WORK TO COMPLETE >> Report each line of the records below that holds the word "hopefully".

--------------------

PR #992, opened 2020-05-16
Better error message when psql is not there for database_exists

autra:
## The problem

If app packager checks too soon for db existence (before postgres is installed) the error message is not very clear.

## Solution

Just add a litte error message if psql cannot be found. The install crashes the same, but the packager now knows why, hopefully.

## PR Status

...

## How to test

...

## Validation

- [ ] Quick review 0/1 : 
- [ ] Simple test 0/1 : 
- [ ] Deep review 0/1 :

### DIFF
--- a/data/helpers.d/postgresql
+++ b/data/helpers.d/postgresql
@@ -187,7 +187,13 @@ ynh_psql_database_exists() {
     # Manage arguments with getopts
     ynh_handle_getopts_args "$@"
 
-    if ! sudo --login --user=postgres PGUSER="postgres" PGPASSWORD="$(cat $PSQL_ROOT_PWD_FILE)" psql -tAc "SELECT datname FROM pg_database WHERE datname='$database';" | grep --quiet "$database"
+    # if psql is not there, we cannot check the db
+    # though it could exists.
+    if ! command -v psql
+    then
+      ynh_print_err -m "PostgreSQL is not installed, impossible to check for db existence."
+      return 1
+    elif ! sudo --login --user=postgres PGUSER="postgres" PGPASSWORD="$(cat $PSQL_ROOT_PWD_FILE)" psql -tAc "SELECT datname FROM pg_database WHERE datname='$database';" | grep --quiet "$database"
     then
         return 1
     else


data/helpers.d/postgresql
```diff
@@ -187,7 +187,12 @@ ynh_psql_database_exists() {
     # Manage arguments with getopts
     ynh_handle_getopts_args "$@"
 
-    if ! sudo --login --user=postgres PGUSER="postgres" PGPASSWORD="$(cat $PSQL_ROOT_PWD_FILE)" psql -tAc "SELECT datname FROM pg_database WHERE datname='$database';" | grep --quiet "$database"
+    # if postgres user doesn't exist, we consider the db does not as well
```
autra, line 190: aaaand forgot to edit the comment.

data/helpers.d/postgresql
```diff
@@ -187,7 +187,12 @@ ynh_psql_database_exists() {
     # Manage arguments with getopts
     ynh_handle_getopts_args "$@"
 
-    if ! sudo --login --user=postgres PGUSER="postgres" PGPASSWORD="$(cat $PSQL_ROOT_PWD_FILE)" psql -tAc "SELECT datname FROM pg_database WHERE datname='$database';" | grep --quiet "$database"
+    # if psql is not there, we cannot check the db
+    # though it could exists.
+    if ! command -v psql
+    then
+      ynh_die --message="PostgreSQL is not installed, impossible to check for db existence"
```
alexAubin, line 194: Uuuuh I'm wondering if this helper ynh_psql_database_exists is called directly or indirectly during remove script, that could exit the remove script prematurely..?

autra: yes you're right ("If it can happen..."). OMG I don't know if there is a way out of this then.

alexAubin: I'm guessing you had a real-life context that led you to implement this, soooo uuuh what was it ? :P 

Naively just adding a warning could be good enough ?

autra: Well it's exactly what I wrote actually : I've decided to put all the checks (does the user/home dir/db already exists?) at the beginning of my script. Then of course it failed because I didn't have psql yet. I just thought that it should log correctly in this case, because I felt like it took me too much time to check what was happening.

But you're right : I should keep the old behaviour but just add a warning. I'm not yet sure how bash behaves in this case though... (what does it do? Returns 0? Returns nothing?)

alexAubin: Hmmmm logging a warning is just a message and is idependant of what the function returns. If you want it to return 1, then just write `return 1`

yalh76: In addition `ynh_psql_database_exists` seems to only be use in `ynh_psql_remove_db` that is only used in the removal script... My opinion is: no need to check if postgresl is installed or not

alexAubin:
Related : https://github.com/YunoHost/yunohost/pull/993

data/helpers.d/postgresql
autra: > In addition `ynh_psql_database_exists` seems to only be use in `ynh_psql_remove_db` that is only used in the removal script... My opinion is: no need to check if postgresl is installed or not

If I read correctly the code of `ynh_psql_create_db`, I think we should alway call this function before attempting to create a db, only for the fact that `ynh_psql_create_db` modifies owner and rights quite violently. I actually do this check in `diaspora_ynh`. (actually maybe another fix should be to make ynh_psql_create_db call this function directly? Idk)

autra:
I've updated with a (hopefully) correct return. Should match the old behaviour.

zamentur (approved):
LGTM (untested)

--------------------

RESULT BELOW >>
Just add a litte error message if psql cannot be found. The install crashes the same, but the packager now knows why, hopefully.
I've updated with a (hopefully) correct return. Should match the old behaviour.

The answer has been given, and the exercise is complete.